--- INFORMATION SUPPLIED ---
Issue #2520, opened 2026-09-15
Auto-compaction never fires in long tool-call turns: the conservative-fallback estimate walks the output reservation to zero and the turn dies at the context window


signerless:
## What happens

A long tool-call turn on a provider without a native tokenizer runs until the adapter refuses its own request at the context window, and auto-compaction never fires once. The turn dies with `turn_execution_failed` and the CLI exits 1.

Observed on a 4 h 50 min Terminal-Bench trial (GLM-5.3 on zai-coding-plan, core `6f0785647`, 826 tool iterations in a single turn, 782,598 rollout events):

```
turn_failed: zai-coding-plan error: estimated prompt (948744) plus reserved output (1256)
             exceeds context window (950000) after 1024 token safety buffer
run_terminal: status=cancelled, stopReason=one_shot_complete
```

## Evidence

1. Every one of the 830 model dispatches used `tokenAccountingSource: conservative_fallback` with `tokenAccountingConfidence: conservative` (no native tokenizer for this provider), so the input figure is byte-derived. The provider's own reported `promptTokens` for the same history peaked at 281,946, about 3.4x lower than the 948,744 the refusal used.

2. `fitRequestWithinContextWindow` (`runtime/src/llm/providers/openai/adapter.ts`) absorbed the growth silently by shrinking the output reservation. `maxOutputTokens` per dispatch:

   | time (UTC) | maxOutputTokens | implied input estimate |
   | --- | --- | --- |
   | 18:33 to 22:03 | 131,072 | below 818k |
   | 22:11 | 113,196 | about 836k |
   | 22:36 | 77,848 | about 871k |
   | 22:57 | 40,774 | about 908k |
   | 23:11 | 21,084 | about 928k |
   | 23:20 | 4,358 | about 945k |
   | 23:23 | 1,256 | 948,744, then the throw |

   The estimate crossed the auto-compaction threshold (0.75 x 950,000 = 712,500, `AUTOCOMPACT_MAX_WINDOW_FRACTION`) before 22:03, and the run continued for another 80 minutes and roughly 110 dispatches.

3. Auto-compaction never ran. Across all 782,598 rollout lines there is not a single event mentioning compact or compaction: no `auto_compact_deferred`, no `compact_failed`, no pre-sampling compaction failure. `AGENC_DISABLE_AUTO_COMPACT` was not set, so the limit was finite.

[...]

PR #2552, opened 2026-09-17
fix(recovery): walk compaction ladder on 413 collapse and warn on squeezed output (#2520 slice A)

turkonthelurk:
Refs https://github.com/tetsuo-ai/agenc-core/issues/2520 — **slice A only** (recovery retry restoration + squeeze warning).

## Summary

1. **Recovery retry restoration** (distinct from #2523 classification). The reactive 413/overflow collapse now walks the degraded compaction ladder instead of ending the turn on the first failure.
2. **Silent squeeze warning.** `fitRequestWithinContextWindow` emits when the granted output reservation falls below half of the requested maximum.

Addresses the incident facts: recovery threw while unused ladder tiers remained, and the output reservation decayed for ~80 minutes with nothing visible in the rollout.

## Not redone (already merged by @signerless)

- #2521 planner splits source at encoding limits
- #2523 compaction resource refusal classified as refusal, not trigger fault
- #2524 pressure gate charges retained provider reasoning fields
- #2526 compaction source digest uses its own budget

## Out of scope

- Conservative-fallback bytes/token divisor calibration (needs replay/measurement first)
- Claiming the live proactive gate would have fired on the incident history
- Relaxing untrusted provider-output validation ceilings
- Routing gate and admission through one shared accounting service (slice B)

## Changes

**Reactive recovery** — attempt `standard`, then `aggressive_summary` / `emergency_local` per `nextLadderTiers`, sharing episode ladder state with the proactive path. Compaction transaction / cannot-reduce failures that leave history unchanged are tier failures and step down (with `auto_compact_degraded`). When all tiers decline: `context_collapse_ladder_exhausted` then typed `prompt_too_long_exhausted` from #2523 — no untyped `recovery_trigger_threw`. Fatal/uncertain failures still propagate as trigger faults.

Note for review: `output_schema_invalid` / `provenance_invalid` from a tier now step the ladder (matching proactive `ladderAppliesToDecline`) rather than immediately faulting; flagged deliberately vs a strict reading of #2523.

**Squeeze warning** — below 50% of requested output tokens, emit `output_reservation_squeezed` (re-arm on fit; warn again each time reservation halves). Fit/admission math unchanged.

## Verification

`typecheck` clean. New tests fail on `main`, pass with the fix. Focused phases/recovery/compact/ladder/adapter suites: 68 files / 907 passed (includes #2521/#2523/#2524/#2526 coverage). Broader session/budget/llm: 4758 passed; one unrelated cron-timing flake also seen on pristine `main`.

Opened from fork `turkonthelurk/agenc-core`. Companion fork PR (to close): https://github.com/turkonthelurk/agenc-core/pull/3


signerless:
nice, don't merge yet; check back after my benchmark finishes

signerless:
Superseded by #2557, which keeps this PR's compaction-ladder work and the squeeze warning it introduced, and fixes the two gaps that made that warning unreachable in practice.

The warning only fired when the chat-completions adapter shrank the reservation itself. On the admitted path `runAdmittedModelCall` fits the reservation to the context window before dispatch and sends the fitted value, so the adapter compared that value against itself, took its early return and cleared the warning latch. Identical wire bytes, no warning. The incident this warning exists to surface, #2520's decay from 131072 output tokens to about 1200 over roughly 110 dispatches, was the one case it stayed silent for.

A second review then found the same gap one branch over: the shrink branch measured against the admitted value, so a reservation squeezed by admission and then again by the adapter also reported nothing.

#2557 carries the pre-admission ceiling as an internal option that never reaches the wire and never widens a limit, passed only when a squeeze actually occurred, and forwards it from both call sites. The wire ceiling, minimum output, provider buffer and all accounting are untouched.

Closing rather than leaving open, because this head still contains the original implementation and should not be merged after its replacement.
---
YOUR TASK: Transcribe all of the data, keeping every line identical.

RESPONSE TO THIS TASK:
Issue #2520, opened 2026-09-15
Auto-compaction never fires in long tool-call turns: the conservative-fallback estimate walks the output reservation to zero and the turn dies at the context window


signerless:
## What happens

A long tool-call turn on a provider without a native tokenizer runs until the adapter refuses its own request at the context window, and auto-compaction never fires once. The turn dies with `turn_execution_failed` and the CLI exits 1.

Observed on a 4 h 50 min Terminal-Bench trial (GLM-5.3 on zai-coding-plan, core `6f0785647`, 826 tool iterations in a single turn, 782,598 rollout events):

```
turn_failed: zai-coding-plan error: estimated prompt (948744) plus reserved output (1256)
             exceeds context window (950000) after 1024 token safety buffer
run_terminal: status=cancelled, stopReason=one_shot_complete
```

## Evidence

1. Every one of the 830 model dispatches used `tokenAccountingSource: conservative_fallback` with `tokenAccountingConfidence: conservative` (no native tokenizer for this provider), so the input figure is byte-derived. The provider's own reported `promptTokens` for the same history peaked at 281,946, about 3.4x lower than the 948,744 the refusal used.

2. `fitRequestWithinContextWindow` (`runtime/src/llm/providers/openai/adapter.ts`) absorbed the growth silently by shrinking the output reservation. `maxOutputTokens` per dispatch:

   | time (UTC) | maxOutputTokens | implied input estimate |
   | --- | --- | --- |
   | 18:33 to 22:03 | 131,072 | below 818k |
   | 22:11 | 113,196 | about 836k |
   | 22:36 | 77,848 | about 871k |
   | 22:57 | 40,774 | about 908k |
   | 23:11 | 21,084 | about 928k |
   | 23:20 | 4,358 | about 945k |
   | 23:23 | 1,256 | 948,744, then the throw |

   The estimate crossed the auto-compaction threshold (0.75 x 950,000 = 712,500, `AUTOCOMPACT_MAX_WINDOW_FRACTION`) before 22:03, and the run continued for another 80 minutes and roughly 110 dispatches.

3. Auto-compaction never ran. Across all 782,598 rollout lines there is not a single event mentioning compact or compaction: no `auto_compact_deferred`, no `compact_failed`, no pre-sampling compaction failure. `AGENC_DISABLE_AUTO_COMPACT` was not set, so the limit was finite.

[...]

PR #2552, opened 2026-09-17
fix(recovery): walk compaction ladder on 413 collapse and warn on squeezed output (#2520 slice A)

turkonthelurk:
Refs https://github.com/tetsuo-ai/agenc-core/issues/2520 — **slice A only** (recovery retry restoration + squeeze warning).

## Summary

1. **Recovery retry restoration** (distinct from #2523 classification). The reactive 413/overflow collapse now walks the degraded compaction ladder instead of ending the turn on the first failure.
2. **Silent squeeze warning.** `fitRequestWithinContextWindow` emits when the granted output reservation falls below half of the requested maximum.

Addresses the incident facts: recovery threw while unused ladder tiers remained, and the output reservation decayed for ~80 minutes with nothing visible in the rollout.

## Not redone (already merged by @signerless)

- #2521 planner splits source at encoding limits
- #2523 compaction resource refusal classified as refusal, not trigger fault
- #2524 pressure gate charges retained provider reasoning fields
- #2526 compaction source digest uses its own budget

## Out of scope

- Conservative-fallback bytes/token divisor calibration (needs replay/measurement first)
- Claiming the live proactive gate would have fired on the incident history
- Relaxing untrusted provider-output validation ceilings
- Routing gate and admission through one shared accounting service (slice B)

## Changes

**Reactive recovery** — attempt `standard`, then `aggressive_summary` / `emergency_local` per `nextLadderTiers`, sharing episode ladder state with the proactive path. Compaction transaction / cannot-reduce failures that leave history unchanged are tier failures and step down (with `auto_compact_degraded`). When all tiers decline: `context_collapse_ladder_exhausted` then typed `prompt_too_long_exhausted` from #2523 — no untyped `recovery_trigger_threw`. Fatal/uncertain failures still propagate as trigger faults.

Note for review: `output_schema_invalid` / `provenance_invalid` from a tier now step the ladder (matching proactive `ladderAppliesToDecline`) rather than immediately faulting; flagged deliberately vs a strict reading of #2523.

**Squeeze warning** — below 50% of requested output tokens, emit `output_reservation_squeezed` (re-arm on fit; warn again each time reservation halves). Fit/admission math unchanged.

## Verification

`typecheck` clean. New tests fail on `main`, pass with the fix. Focused phases/recovery/compact/ladder/adapter suites: 68 files / 907 passed (includes #2521/#2523/#2524/#2526 coverage). Broader session/budget/llm: 4758 passed; one unrelated cron-timing flake also seen on pristine `main`.

Opened from fork `turkonthelurk/agenc-core`. Companion fork PR (to close): https://github.com/turkonthelurk/agenc-core/pull/3


signerless:
nice, don't merge yet; check back after my benchmark finishes

signerless:
Superseded by #2557, which keeps this PR's compaction-ladder work and the squeeze warning it introduced, and fixes the two gaps that made that warning unreachable in practice.

The warning only fired when the chat-completions adapter shrank the reservation itself. On the admitted path `runAdmittedModelCall` fits the reservation to the context window before dispatch and sends the fitted value, so the adapter compared that value against itself, took its early return and cleared the warning latch. Identical wire bytes, no warning. The incident this warning exists to surface, #2520's decay from 131072 output tokens to about 1200 over roughly 110 dispatches, was the one case it stayed silent for.

A second review then found the same gap one branch over: the shrink branch measured against the admitted value, so a reservation squeezed by admission and then again by the adapter also reported nothing.

#2557 carries the pre-admission ceiling as an internal option that never reaches the wire and never widens a limit, passed only when a squeeze actually occurred, and forwards it from both call sites. The wire ceiling, minimum output, provider buffer and all accounting are untouched.

Closing rather than leaving open, because this head still contains the original implementation and should not be merged after its replacement.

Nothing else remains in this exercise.